Segment Start: EXTRACTED MATERIAL

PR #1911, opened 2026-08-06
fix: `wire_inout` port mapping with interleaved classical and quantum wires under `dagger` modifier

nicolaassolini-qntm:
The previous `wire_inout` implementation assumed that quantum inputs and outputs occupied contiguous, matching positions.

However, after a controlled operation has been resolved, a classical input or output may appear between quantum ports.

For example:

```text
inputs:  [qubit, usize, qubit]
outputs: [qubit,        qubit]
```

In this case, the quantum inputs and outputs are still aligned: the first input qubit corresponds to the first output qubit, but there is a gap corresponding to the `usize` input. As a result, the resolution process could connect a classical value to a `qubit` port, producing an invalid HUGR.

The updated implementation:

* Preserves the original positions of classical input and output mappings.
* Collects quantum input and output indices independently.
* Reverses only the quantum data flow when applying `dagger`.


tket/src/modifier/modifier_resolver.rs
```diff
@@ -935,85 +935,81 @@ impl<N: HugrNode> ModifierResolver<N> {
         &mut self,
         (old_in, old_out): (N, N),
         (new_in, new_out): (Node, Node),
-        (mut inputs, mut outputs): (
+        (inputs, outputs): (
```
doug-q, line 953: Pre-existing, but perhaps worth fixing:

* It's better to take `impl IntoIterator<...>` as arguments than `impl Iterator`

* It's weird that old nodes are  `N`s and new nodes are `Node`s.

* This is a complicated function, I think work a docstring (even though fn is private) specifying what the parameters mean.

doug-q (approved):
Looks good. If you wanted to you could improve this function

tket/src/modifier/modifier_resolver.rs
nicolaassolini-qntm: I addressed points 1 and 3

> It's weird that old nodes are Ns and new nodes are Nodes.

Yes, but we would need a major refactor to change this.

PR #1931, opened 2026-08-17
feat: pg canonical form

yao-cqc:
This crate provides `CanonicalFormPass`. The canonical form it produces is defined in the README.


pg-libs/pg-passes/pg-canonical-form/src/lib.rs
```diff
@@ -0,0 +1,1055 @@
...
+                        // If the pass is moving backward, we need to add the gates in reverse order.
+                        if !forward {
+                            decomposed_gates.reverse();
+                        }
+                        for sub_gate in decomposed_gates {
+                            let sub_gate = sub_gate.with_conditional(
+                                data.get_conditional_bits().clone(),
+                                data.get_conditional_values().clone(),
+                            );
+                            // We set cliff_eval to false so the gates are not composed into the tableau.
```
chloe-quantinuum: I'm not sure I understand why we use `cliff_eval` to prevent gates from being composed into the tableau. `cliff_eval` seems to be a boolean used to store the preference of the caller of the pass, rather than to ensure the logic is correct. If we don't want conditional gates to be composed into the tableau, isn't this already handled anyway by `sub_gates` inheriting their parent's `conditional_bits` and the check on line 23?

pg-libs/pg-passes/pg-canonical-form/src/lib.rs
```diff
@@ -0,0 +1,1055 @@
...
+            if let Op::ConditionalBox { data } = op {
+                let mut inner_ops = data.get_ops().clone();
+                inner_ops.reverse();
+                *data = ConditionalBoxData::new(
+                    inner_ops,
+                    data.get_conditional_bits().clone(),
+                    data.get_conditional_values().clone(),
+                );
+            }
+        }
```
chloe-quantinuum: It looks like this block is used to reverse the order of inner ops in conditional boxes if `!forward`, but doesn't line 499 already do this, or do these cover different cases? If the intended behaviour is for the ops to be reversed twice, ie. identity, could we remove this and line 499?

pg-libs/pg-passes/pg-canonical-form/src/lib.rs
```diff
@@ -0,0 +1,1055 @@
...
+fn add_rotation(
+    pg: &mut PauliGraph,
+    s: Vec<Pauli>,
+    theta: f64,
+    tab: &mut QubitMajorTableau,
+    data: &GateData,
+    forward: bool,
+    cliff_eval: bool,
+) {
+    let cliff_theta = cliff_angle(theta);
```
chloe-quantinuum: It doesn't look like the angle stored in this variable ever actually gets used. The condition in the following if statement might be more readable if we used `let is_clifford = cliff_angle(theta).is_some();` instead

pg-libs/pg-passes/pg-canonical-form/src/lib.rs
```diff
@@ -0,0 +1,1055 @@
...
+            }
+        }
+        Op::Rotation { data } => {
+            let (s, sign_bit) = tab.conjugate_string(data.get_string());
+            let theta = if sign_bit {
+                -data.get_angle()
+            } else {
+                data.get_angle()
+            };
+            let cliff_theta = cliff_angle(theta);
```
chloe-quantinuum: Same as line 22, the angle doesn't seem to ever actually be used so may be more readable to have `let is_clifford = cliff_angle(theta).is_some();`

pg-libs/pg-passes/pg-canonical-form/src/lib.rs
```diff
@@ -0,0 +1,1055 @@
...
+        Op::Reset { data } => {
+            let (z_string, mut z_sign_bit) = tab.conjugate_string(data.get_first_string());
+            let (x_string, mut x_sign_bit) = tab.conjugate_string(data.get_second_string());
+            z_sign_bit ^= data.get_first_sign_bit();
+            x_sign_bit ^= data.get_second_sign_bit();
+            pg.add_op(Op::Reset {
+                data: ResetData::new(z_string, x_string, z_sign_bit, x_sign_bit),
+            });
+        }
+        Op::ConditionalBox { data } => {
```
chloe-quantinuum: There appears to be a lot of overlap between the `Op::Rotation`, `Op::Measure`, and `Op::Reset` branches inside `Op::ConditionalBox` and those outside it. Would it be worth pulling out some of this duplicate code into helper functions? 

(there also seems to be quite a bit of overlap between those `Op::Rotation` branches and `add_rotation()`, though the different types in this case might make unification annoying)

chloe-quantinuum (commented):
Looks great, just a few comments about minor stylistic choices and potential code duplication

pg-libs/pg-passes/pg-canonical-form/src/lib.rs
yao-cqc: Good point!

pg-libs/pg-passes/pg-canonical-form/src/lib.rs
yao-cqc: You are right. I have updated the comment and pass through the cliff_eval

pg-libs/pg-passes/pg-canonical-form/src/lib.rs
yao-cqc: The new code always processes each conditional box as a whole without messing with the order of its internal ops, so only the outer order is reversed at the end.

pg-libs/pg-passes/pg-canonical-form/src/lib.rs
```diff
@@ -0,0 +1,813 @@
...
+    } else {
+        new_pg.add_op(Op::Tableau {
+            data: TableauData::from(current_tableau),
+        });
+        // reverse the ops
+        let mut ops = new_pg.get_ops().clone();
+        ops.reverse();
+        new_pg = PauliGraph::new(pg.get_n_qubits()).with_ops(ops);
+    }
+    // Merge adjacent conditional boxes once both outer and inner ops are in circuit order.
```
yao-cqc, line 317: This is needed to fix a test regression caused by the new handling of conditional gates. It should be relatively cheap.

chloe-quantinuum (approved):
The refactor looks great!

Segment End: EXTRACTED MATERIAL
Segment Start: EXTRACTED MATERIAL

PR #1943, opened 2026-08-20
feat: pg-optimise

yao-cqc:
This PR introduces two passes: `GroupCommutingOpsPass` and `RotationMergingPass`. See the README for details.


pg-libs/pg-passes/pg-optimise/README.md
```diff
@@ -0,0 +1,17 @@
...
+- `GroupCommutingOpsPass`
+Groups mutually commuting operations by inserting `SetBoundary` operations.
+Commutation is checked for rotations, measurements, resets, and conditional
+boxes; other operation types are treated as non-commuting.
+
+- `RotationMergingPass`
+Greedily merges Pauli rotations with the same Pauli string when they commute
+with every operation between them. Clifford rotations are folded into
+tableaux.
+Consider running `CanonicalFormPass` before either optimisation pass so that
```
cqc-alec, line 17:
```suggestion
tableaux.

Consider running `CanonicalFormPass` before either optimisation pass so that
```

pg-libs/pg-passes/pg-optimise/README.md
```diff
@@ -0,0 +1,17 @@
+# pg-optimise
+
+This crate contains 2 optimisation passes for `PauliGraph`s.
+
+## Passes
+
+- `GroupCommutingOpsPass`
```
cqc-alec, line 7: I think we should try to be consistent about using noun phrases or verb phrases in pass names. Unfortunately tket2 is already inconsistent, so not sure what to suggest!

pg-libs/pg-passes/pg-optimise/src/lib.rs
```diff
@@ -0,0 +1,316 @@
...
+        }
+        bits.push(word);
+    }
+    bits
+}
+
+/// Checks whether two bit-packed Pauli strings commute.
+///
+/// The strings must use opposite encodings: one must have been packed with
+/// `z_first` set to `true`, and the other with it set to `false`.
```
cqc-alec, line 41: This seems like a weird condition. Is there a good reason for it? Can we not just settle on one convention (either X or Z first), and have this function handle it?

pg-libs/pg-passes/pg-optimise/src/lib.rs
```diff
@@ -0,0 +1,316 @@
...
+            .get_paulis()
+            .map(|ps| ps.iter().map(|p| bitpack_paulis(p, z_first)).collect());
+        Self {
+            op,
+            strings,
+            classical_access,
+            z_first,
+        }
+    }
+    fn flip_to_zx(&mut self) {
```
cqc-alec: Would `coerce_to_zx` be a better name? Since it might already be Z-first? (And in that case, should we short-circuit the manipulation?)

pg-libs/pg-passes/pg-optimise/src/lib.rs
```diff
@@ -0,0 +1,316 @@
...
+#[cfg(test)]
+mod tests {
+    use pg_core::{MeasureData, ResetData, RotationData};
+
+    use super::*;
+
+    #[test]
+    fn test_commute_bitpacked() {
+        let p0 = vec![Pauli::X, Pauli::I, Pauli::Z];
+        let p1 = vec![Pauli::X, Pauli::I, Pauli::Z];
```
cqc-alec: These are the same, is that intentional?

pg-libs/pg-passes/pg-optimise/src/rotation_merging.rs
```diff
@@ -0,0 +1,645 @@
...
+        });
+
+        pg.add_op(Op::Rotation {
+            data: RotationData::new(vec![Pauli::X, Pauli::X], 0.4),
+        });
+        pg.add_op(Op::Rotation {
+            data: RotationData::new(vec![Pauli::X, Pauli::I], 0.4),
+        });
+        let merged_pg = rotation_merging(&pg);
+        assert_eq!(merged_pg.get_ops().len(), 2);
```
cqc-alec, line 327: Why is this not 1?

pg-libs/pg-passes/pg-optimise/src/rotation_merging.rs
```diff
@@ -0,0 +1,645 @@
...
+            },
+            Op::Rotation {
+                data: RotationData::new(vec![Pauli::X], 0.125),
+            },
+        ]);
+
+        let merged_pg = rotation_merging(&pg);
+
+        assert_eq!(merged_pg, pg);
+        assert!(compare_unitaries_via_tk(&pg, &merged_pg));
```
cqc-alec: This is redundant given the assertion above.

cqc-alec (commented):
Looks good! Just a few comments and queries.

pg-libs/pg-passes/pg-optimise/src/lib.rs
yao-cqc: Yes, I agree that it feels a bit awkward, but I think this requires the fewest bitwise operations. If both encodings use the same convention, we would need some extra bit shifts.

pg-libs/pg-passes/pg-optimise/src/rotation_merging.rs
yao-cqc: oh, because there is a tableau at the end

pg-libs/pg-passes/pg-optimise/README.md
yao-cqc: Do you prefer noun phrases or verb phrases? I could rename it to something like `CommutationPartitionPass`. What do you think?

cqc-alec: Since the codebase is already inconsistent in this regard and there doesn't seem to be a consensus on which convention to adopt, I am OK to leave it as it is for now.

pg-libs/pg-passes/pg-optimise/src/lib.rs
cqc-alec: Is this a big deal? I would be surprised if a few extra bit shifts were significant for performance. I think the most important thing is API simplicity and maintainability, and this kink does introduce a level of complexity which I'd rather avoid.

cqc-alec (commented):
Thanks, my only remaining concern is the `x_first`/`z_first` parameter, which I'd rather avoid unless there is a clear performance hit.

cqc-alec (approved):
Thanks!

Segment End: EXTRACTED MATERIAL
Segment Start: EXTRACTED MATERIAL

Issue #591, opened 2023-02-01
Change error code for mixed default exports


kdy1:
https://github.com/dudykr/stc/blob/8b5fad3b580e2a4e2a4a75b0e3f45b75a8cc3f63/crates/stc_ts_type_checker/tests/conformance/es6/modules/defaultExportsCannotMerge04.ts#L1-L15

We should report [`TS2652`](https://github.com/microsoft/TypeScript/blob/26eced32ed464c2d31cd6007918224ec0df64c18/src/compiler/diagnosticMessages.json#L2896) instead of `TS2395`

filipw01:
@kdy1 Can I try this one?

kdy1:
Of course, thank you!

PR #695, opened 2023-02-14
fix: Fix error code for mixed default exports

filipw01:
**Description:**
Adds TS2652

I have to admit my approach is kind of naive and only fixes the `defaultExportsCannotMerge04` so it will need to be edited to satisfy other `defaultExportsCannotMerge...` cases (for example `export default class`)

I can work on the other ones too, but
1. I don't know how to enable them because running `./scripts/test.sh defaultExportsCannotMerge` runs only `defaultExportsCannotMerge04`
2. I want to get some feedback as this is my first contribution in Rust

Segment End: EXTRACTED MATERIAL

* **EXERCISE REQUIREMENTS**:
Check how many lines in the entries contain "either", and reply with that number alone.

* **SOLUTION FOR THIS TASK**:
3